RECORDS SHOWN:
PR #166, opened 2025-01-31
feat: buildAndInit for isolated client instances

typotter:
---
labels: mergeable
---
_Eppo Internal_
🎟️ Fixes: FF-3888
📜 [Multiple Eppo Clients](https://www.notion.so/eppo/Multiple-concurrent-and-isolated-EppoClient-instances-running-within-an-application-18449cc0114380288eb3eaac580c4e53)
[Configuration Side-loading](https://www.notion.so/eppo/Configuration-side-loading-design-12249cc0114380bc9650d8dc4e189e77)

## Motivation and Context
The `init` and `getInstance()` methods work on a singleton instance of the `EppoClient` which makes for a generally smooth developer experience given that the Eppo SDK essentially handles dependency management for the dev. This does have its own drawbacks, but those are not particularly relevant here.

There are use cases, however, when a non-singleton instance of the `EppoClient` is required. One such use case is embedding the Eppo SDK into a library which itself can be included in other applications. If that 3p library shipped with Eppo is integrated into another application that has the Eppo SDK running, there would be undefined behaviour as the SDK cannot handle this use case.

The `init` method (and class constructors) for `EppoClient` and subclasses have evolved organically over time, adding new options as new features are added to the clients. The very large options type is beginning to become a little untenable and disorganized so we take the opportunity to clean that up a bit here.

There are other limitations and drawbacks to the current model of instantiating an `EppoClient` statically and then initializing it when the code calls `init` including the awkward coupling of needing to wait for init to resolve in order to get a reference to an initialized client. We have an opportunity to decouple initialization and waiting to make for a better DX (in addition to giving the dev full control over managing the `EppoClient` reference (intrinsically allows for easier mocking in tests and will be consistent with the host applications existing DI approach).

**This change must be done without a major version bump and completely preserve the existing singleton API**

## Description
- Refactor the initialization options by grouping related options and extracting different types for each.
- Each option type is then combined back into a type using the existing `IClientConfig` name (this keeps the change backwards compatible while offering a big win in option clarity)
**- New method: `buildAndInit`** which creates an isolated client instance.
**- new method: `waitForConfiguration`** which resolves when the first config is loaded.
- Docs

- https://linear.app/eppo/issue/FF-3926/[docs]-update-js-client-docs-to-describe-the-non-singleton-client

## How has this been tested?
- tests


package.json
```diff
@@ -60,7 +60,8 @@
     "webpack-cli": "^6.0.1"
   },
   "dependencies": {
-    "@eppo/js-client-sdk-common": "4.8.4"
+    "@eppo/js-client-sdk-common": "4.8.4",
+    "spark-md5": "^3.0.2"
```
typotter, line 64: Temp workaround until [js-common#207](https://github.com/Eppo-exp/js-sdk-common/pull/207) lands and is released

src/i-client-config.ts
```diff
@@ -104,10 +105,41 @@ export interface IPrecomputedClientConfig extends IBaseRequestConfig {
...
- * Configuration for regular client initialization
- * @public
+ * Base options for the EppoClient SDK
  */
-export interface IClientConfig extends IBaseRequestConfig {
+export type IApiOptions = {
+  /**
+   * Your key for accessing Eppo through the Eppo SDK.
+   */
+  sdkKey: string;
```
typotter, line 114: change from current `apiKey`. newly named `sdkKey` is used to differentiate configuration structs passed to the EppoJSClient constructor.
the type `IClientConfig` omits this field and uses `apiKey` instead to preserve backwards compatibility.

src/index.ts
```diff
@@ -98,22 +121,75 @@ const memoryOnlyPrecomputedBanditsStore = precomputedBanditStoreFactory();
...
+   * @private
+   */
+  private readyPromiseResolver: (() => void) | null = null;
+
   public static instance = new EppoJSClient({
     flagConfigurationStore,
     isObfuscated: true,
   });
-  public static initialized = false;
+  initialized = false;
```
typotter, line 141: move static members to the instance

src/index.ts
```diff
@@ -98,22 +121,75 @@ const memoryOnlyPrecomputedBanditsStore = precomputedBanditStoreFactory();
...
+      this.readyPromise = explicitInit(
+        convertClientOptionsToClientConfig(optionsOrConfig),
+        this,
+      ).then(() => {
+        return;
+      });
+    }
+  }
+
+  public waitForReady(): Promise<void> {
```
typotter, line 179: new method! 🎉

src/index.ts
```diff
@@ -98,22 +121,72 @@ const memoryOnlyPrecomputedBanditsStore = precomputedBanditStoreFactory();
...
```
typotter, line 179: new method! 🎉

src/index.ts
```diff
@@ -98,22 +121,72 @@ const memoryOnlyPrecomputedBanditsStore = precomputedBanditStoreFactory();
...
+  }
 
   public getStringAssignment(
     flagKey: string,
     subjectKey: string,
     subjectAttributes: Record<string, AttributeType>,
     defaultValue: string,
   ): string {
-    EppoJSClient.ensureInitialized();
+    this.ensureInitialized();
```
typotter, line 189: moving static methods and fields to the instance

src/index.ts
```diff
@@ -252,26 +325,58 @@ export class EppoJSClient extends EppoClient {
...
     return super.getExperimentContainerEntry(flagExperiment, subjectKey, subjectAttributes);
   }
 
-  private static ensureInitialized() {
-    if (!EppoJSClient.initialized) {
+  private ensureInitialized() {
+    if (!this.initialized) {
+      // TODO: check super.isInitialized?
```
typotter, line 334: `EppoClient.initialized` also exists, but means something different than it does here.

src/index.ts
```diff
@@ -252,26 +325,58 @@ export class EppoJSClient extends EppoClient {
...
+        return client;
+      });
+    }
+
+    const readyClient = await EppoJSClient.initializationPromise;
+    EppoJSClient.initializationPromise = null;
+
+    return readyClient;
+  }
 }
```
typotter, line 380: This is the old `init` method and initialization buffer tracker.
Moved the method to a static member of `EppoJSClient` so that it can access the `readyResolver` and notify `waitForReady`

src/index.ts
```diff
@@ -287,6 +392,8 @@ export function buildStorageKeySuffix(apiKey: string): string {
  * @public
  */
 export function offlineInit(config: IClientConfigSync): EppoClient {
+  const instance = getInstance();
```
typotter, line 395: prep for future refactoring (i.e. offline init non-singleton client)

src/index.ts
```diff
@@ -335,41 +442,31 @@ export function offlineInit(config: IClientConfigSync): EppoClient {
     }
   }
 
-  EppoJSClient.initialized = true;
-  return EppoJSClient.instance;
+  instance.initialized = true;
+  return instance;
 }
 
-/**
```
typotter, line 342: moved to `EppoJSClient`

src/index.ts
```diff
@@ -335,41 +442,31 @@ export function offlineInit(config: IClientConfigSync): EppoClient {
...
-
 /**
  * Initializes the Eppo client with configuration parameters.
  * This method should be called once on application startup.
  * If an initialization is in process, calling `init` will return the in-progress
  * `Promise<EppoClient>`. Once the initialization completes, calling `init` again will kick off the
  * initialization routine (if `forceReinitialization` is `true`).
+ *
+ *
+ * @deprecated
```
typotter, line 457: controversial, I know.
willing to negotiate

src/index.ts
```diff
@@ -335,41 +442,31 @@ export function offlineInit(config: IClientConfigSync): EppoClient {
...
+ * Use `new EppoJSClient(options)` instead of `init` or `initializeClient`. These will be removed in v4
+ *
  * @param config - client configuration
  * @public
  */
 export async function init(config: IClientConfig): Promise<EppoClient> {
-  validation.validateNotBlank(config.apiKey, 'API key required');
```
typotter, line 357: moved to `EppoJSClient`

src/index.ts
```diff
@@ -335,41 +442,31 @@ export function offlineInit(config: IClientConfigSync): EppoClient {
...
-  }
-
-  const client = await initializationPromise;
-  initializationPromise = null;
-  return client;
+  return EppoJSClient.initializeClient(getInstance(), config);
 }
 
-async function explicitInit(config: IClientConfig): Promise<EppoClient> {
+async function explicitInit(config: IClientConfig, instance: EppoJSClient): Promise<EppoJSClient> {
```
typotter, line 467: instance param instead of operating on the singleton

src/index.ts
```diff
@@ -597,7 +696,7 @@ async function explicitInit(config: IClientConfig): Promise<EppoClient> {
  * @returns a singleton client instance
  * @public
  */
-export function getInstance(): EppoClient {
+export function getInstance(): EppoJSClient {
```
typotter, line 699: More precise typing

src/index.ts
rasendubi, line 467: minor: wonder if we can make it an instance method now that it accepts an instance?

src/index.ts
```diff
@@ -252,26 +325,58 @@ export class EppoJSClient extends EppoClient {
...
+   * @param client
+   * @param config
+   */
+  static async initializeClient(
+    client: EppoJSClient,
+    config: IClientConfig,
+  ): Promise<EppoJSClient> {
+    validation.validateNotBlank(config.apiKey, 'API key required');
+
+    // If there is already an init in progress for this apiKey, return that.
```
rasendubi, line 363: The code below does not actually check that initialization is unique per api key

src/index.ts
```diff
@@ -252,26 +325,58 @@ export class EppoJSClient extends EppoClient {
...
+    if (!EppoJSClient.initializationPromise) {
+      EppoJSClient.initializationPromise = explicitInit(config, client).then((client) => {
+        // Resolve the ready promise if it exists
+        if (client.readyPromiseResolver) {
+          client.readyPromiseResolver();
+          client.readyPromiseResolver = null;
+        }
+        return client;
+      });
```
rasendubi, line 372: minor: now that `explicitInit` accepts a client as a parameter, would it make sense to make it a class member? it could call `readyPromiseResolver`, so we wouldn't need this hacky `initializeClient`.

I also think it was cleaner when `initializationPromise` stayed closer to global `init()`—`initializeClient()` was hard to follow because it takes a client instance but also accesses static fields (having that in `init()` was cleaner because `init()` knows that client instance stands for the singleton.)

src/index.ts
rasendubi, line 467: minor: maybe I'm asking too much from this PR, but have you considered pushing more of this initialization stuff into common SDK? I imagine that initialization sequence is more or less the same between client/node/native, only differing in default parameters.

Singleton handling is also a good candidate for sharing.

src/index.ts
```diff
@@ -335,41 +442,31 @@ export function offlineInit(config: IClientConfigSync): EppoClient {
...
- * Tracks pending initialization. After an initialization completes, the value is removed from the map.
- */
-let initializationPromise: Promise<EppoClient> | null = null;
-
 /**
  * Initializes the Eppo client with configuration parameters.
  * This method should be called once on application startup.
  * If an initialization is in process, calling `init` will return the in-progress
  * `Promise<EppoClient>`. Once the initialization completes, calling `init` again will kick off the
  * initialization routine (if `forceReinitialization` is `true`).
```
rasendubi, line 454: unrelated to the PR but I just noticed that the field is called `forceReinitialize`
```suggestion
 * initialization routine (if `forceReinitialize` is `true`).
```

src/i-client-config.ts
```diff
@@ -134,19 +166,11 @@ export interface IClientConfig extends IBaseRequestConfig {
    */
   updateOnFetch?: ServingStoreUpdateStrategy;
 
-  /**
-   * A custom class to use for storing flag configurations.
-   * This is useful for cases where you want to use a different storage mechanism
-   * than the default storage provided by the SDK.
-   */
-  persistentStore?: IAsyncStore<Flag>;
+  // TODO: Add initial config (stringified IConfigurationWire) here.
```
rasendubi, line 169: minor: it's better to add a proper `Configuration` class instead of passing untyped/unvalidated strings

src/i-client-config.ts
```diff
@@ -165,4 +189,77 @@ export interface IClientConfig extends IBaseRequestConfig {
...
+};
+
+/**
+ * Config shape for client v2.
+ */
+export type IClientOptions = IApiOptions &
+  ILoggers &
+  IEventOptions &
+  IStorageOptions &
+  IPollingOptions;
```
rasendubi, line 251: Are these sub-types ever used separately? Having the type split like this increases the chance of getting name clashes on the fields (which typescript won't really warn us about)

src/i-client-config.ts
```diff
@@ -134,19 +166,11 @@ export interface IClientConfig extends IBaseRequestConfig {
...
-  persistentStore?: IAsyncStore<Flag>;
+  // TODO: Add initial config (stringified IConfigurationWire) here.
+};
 
-  /**
-   * Force reinitialize the SDK if it is already initialized.
-   */
-  forceReinitialize?: boolean;
 
-  /** Configuration settings for the event dispatcher */
```
rasendubi, line 149: This doc string is now missing

sameerank (commented):
Don't forget to address the "defined but never used" warnings! Oleksii raised good points so please address those. Otherwise lgtm

src/index.ts
felipecsl: what does "ready" mean in this context? adding comments is likely to help, also we should always do it for public APIs anyways

src/index.ts
felipecsl: what does it mean and how is that different than this? consider renaming either if so

src/index.ts
```diff
@@ -252,26 +325,58 @@ export class EppoJSClient extends EppoClient {
...
- * Builds a storage key suffix from an API key.
- * @param apiKey - The API key to build the suffix from
- * @returns A string suffix for storage keys
- * @public
- */
-export function buildStorageKeySuffix(apiKey: string): string {
-  // Note that we use the first 8 characters of the API key to create per-API key persistent storages and caches
-  return apiKey.replace(/\W/g, '').substring(0, 8);
+  /**
+   * Tracks pending initialization. After an initialization completes, the value is removed from the map.
```
felipecsl, line 340: what map?

felipecsl (commented):
I like this directionally but doesn't seem like we're quite there yet. I might need to pull this branch locally to review more in depth once some of the current round of feedback is addressed

src/client-options-converter.ts
```diff
@@ -0,0 +1,44 @@
...
+    baseUrl: options.baseUrl,
+    requestTimeoutMs: options.requestTimeoutMs,
+    numInitialRequestRetries: options.numInitialRequestRetries,
+    numPollRequestRetries: options.numPollRequestRetries,
+    pollAfterSuccessfulInitialization: options.pollAfterSuccessfulInitialization,
+    pollAfterFailedInitialization: options.pollAfterFailedInitialization,
+    pollingIntervalMs: options.pollingIntervalMs,
+    throwOnFailedInitialization: options.throwOnFailedInitialization,
+    skipInitialPoll: options.skipInitialRequest,
+  };
```
aarsilv, line 41: This seems like it could e a pain to keep in sync. If these parameters are just a supserset, could we use the spread operator instead?
```ts
const parameters = {...options, eventDispatcher, isObfuscated: true}
```

Side note: I've heard a couple of places they'd like to be able to tell client _not_ to obfuscate, such as in development environments. So I wonder if we take this opportunity to make `isObfuscated` configurable.

src/i-client-config.ts
```diff
@@ -165,4 +189,77 @@ export interface IClientConfig extends IBaseRequestConfig {
...
+
+  /**
+   * A custom class to use for storing flag configurations.
+   * This is useful for cases where you want to use a different storage mechanism
+   * than the default storage provided by the SDK.
+   */
+  persistentStore?: IAsyncStore<Flag>;
+};
+
+export type IPollingOptions = {
```
aarsilv, line 208: oooh I like this additional organization

src/i-client-config.ts
```diff
@@ -165,4 +189,77 @@ export interface IClientConfig extends IBaseRequestConfig {
...
+  ILoggers &
+  IEventOptions &
+  IStorageOptions &
+  IPollingOptions;
+
+/**
+ * Configuration for regular client initialization
+ * @public
+ */
+export type IClientConfig = Omit<IClientOptions, 'sdkKey' | 'offline'> &
```
aarsilv, line 257: I think the omit/pick makes it clear what is happening

src/index.spec.ts
```diff
@@ -382,6 +394,167 @@ describe('EppoJSClient E2E test', () => {
...
+    });
+
+    afterEach(() => {
+      jest.restoreAllMocks();
+    });
+
+    it('should be independent of the singleton', async () => {
+      const apiOptions: IApiOptions = { sdkKey: '<MY SDK KEY>' };
+      const options: IClientOptions = { ...apiOptions, assignmentLogger: mockLogger };
+      const isolatedClient = new EppoJSClient(options);
```
aarsilv, line 436: do we want people calling constructors or should we have some method that does this? My spidey senses tell me the later, but that may be left over bias from the Java community's war on constructors a decade ago

src/index.spec.ts
```diff
@@ -382,6 +394,167 @@ describe('EppoJSClient E2E test', () => {
...
+    beforeAll(() => {
+      global.fetch = jest.fn((url: string) => {
+        callCount++;
+
+        const urlParams = new URLSearchParams(url.split('?')[1]);
+
+        // Get the value of the apiKey parameter and serve a specific variant.
+        const apiKey = urlParams.get('apiKey');
+
+        // differentiate between the SDK keys by changing the variant that `flagKey` assigns.
```
aarsilv, line 490: 👍

src/index.spec.ts
```diff
@@ -382,6 +394,167 @@ describe('EppoJSClient E2E test', () => {
...
+        const ufc = { flags: { [obfuscatedFlagKey]: flagConfig } };
+
+        return Promise.resolve({
+          ok: true,
+          status: 200,
+          json: () => Promise.resolve(ufc),
+        });
+      }) as jest.Mock;
+    });
+    afterAll(() => {
```
aarsilv, line 519: minor/linter but consider adding a space between this function and the one above

src/index.spec.ts
```diff
@@ -382,6 +394,167 @@ describe('EppoJSClient E2E test', () => {
...
+      jest.restoreAllMocks();
+    });
+
+    it('should be independent of the singleton', async () => {
+      const apiOptions: IApiOptions = { sdkKey: '<MY SDK KEY>' };
+      const options: IClientOptions = { ...apiOptions, assignmentLogger: mockLogger };
+      const isolatedClient = new EppoJSClient(options);
+
+      expect(isolatedClient).not.toEqual(getInstance());
+      await isolatedClient.waitForReady();
```
aarsilv, line 439: I may be late here but I wonder if we should call _this_ "initialize()" to make it more similar to the standalone "init" 🤔

src/index.spec.ts
```diff
@@ -382,6 +394,167 @@ describe('EppoJSClient E2E test', () => {
...
+          status: 200,
+          json: () => Promise.resolve(ufc),
+        });
+      }) as jest.Mock;
+    });
+    afterAll(() => {
+      jest.restoreAllMocks();
+    });
+
+    it('should operate in parallel', async () => {
```
aarsilv, line 523: 👍

src/i-client-config.ts
aarsilv: These types are so similar is it worth having separate ones for the constructor vs. init? What if we just allow sdkKey or apiKey for backward compatibility? I worry having two constructor input types could be confusing

src/index.ts
```diff
@@ -85,6 +107,7 @@ export {
 export { ChromeStorageEngine } from './chrome-storage-engine';
 
 // Instantiate the configuration store with memory-only implementation.
+// For use only with the singleton instance.
 const flagConfigurationStore = configurationStorageFactory({
```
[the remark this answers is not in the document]
aarsilv: More specifically, it's used as a stand-in singleton until initialization is complete

src/index.ts
```diff
@@ -98,22 +121,72 @@ const memoryOnlyPrecomputedBanditsStore = precomputedBanditStoreFactory();
...
+  private readyPromiseResolver: (() => void) | null = null;
+
   public static instance = new EppoJSClient({
     flagConfigurationStore,
     isObfuscated: true,
   });
-  public static initialized = false;
+  initialized = false;
+
+  constructor(optionsOrConfig: EppoClientParameters | IClientOptions) {
```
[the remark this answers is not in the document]
aarsilv: +1

src/index.ts
```diff
@@ -98,22 +121,72 @@ const memoryOnlyPrecomputedBanditsStore = precomputedBanditStoreFactory();
...
+    if (!v2Constructor) {
+      // Original constructor path; passthrough to super is above.
+      // `waitForReady` is a new API we need to graft onto the old way of constructing first and initializing later.
+
+      // Create a promise that will be resolved when EppoJSClient.initializeClient() is called
+      this.readyPromise = new Promise((resolve) => {
+        this.readyPromiseResolver = resolve;
+      });
+    } else {
+      this.readyPromise = explicitInit(
```
aarsilv, line 170: what happens if an error is hit? I think we may need outer try-catch here to respect our throw on failed initialization flag. And if that is false (which we hope to make the new default) we'll probably want to return a stand-in client similar to what the singleton has.

src/index.ts
aarsilv: agreed

src/i-client-config.ts
```diff
@@ -165,4 +189,77 @@ export interface IClientConfig extends IBaseRequestConfig {
      */
     maxQueueSize?: number;
   };
+};
+
+export type IStorageOptions = {
```
aarsilv, line 194: I think storage uniqueness is based on SDK which _should_ be fine for this use case as I don't imagine multiple instances all using same SDK key, but I wonder if we should include that in the documentation somewhere

aarsilv (commented):
Thanks for getting after this! I left a bunch of comments and have some higher-level musings as well. You're much closer to this problem than I am so much of what I say may not make sense 😅 

1. Agree with @rasendubi that I'm thinking much of this could actually be pushed down to the common package.
2. I'm having trouble seeing the win of having two sets of initialization parameters
3. I don't think we want people actually newing up the client--one of the reasons we did the singleton pattern was to avoid people shooting themselves in the foot. Plus constructors that do "work" make testing hard and whatnot
4. We seem to be putting the responsibility of keeping track of the client on the user. What if we basically kept most things the same, but had an optional "namespace" parameter for initialization and we stored the map (as well as returned the instance on init).

Normal flow:
```ts
await init(config);
getInstance().getBooleanAssignment(...); // true
```
"parallel flow" cartoon example:
```ts
await init(config);
await init({...config, namespace: 'another'});
getInstance().getBooleanAssignment(...); // true
getInstance('another').getBooleanAssignment(...); // false
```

WHAT IS NEEDED:
From the top of the listing above, restate each line word for word up to and including the line with "particularly relevant here."; add nothing else.

TASK RESPONSE:
PR #166, opened 2025-01-31
feat: buildAndInit for isolated client instances

typotter:
---
labels: mergeable
---
_Eppo Internal_
🎟️ Fixes: FF-3888
📜 [Multiple Eppo Clients](https://www.notion.so/eppo/Multiple-concurrent-and-isolated-EppoClient-instances-running-within-an-application-18449cc0114380288eb3eaac580c4e53)
[Configuration Side-loading](https://www.notion.so/eppo/Configuration-side-loading-design-12249cc0114380bc9650d8dc4e189e77)

## Motivation and Context
The `init` and `getInstance()` methods work on a singleton instance of the `EppoClient` which makes for a generally smooth developer experience given that the Eppo SDK essentially handles dependency management for the dev. This does have its own drawbacks, but those are not particularly relevant here.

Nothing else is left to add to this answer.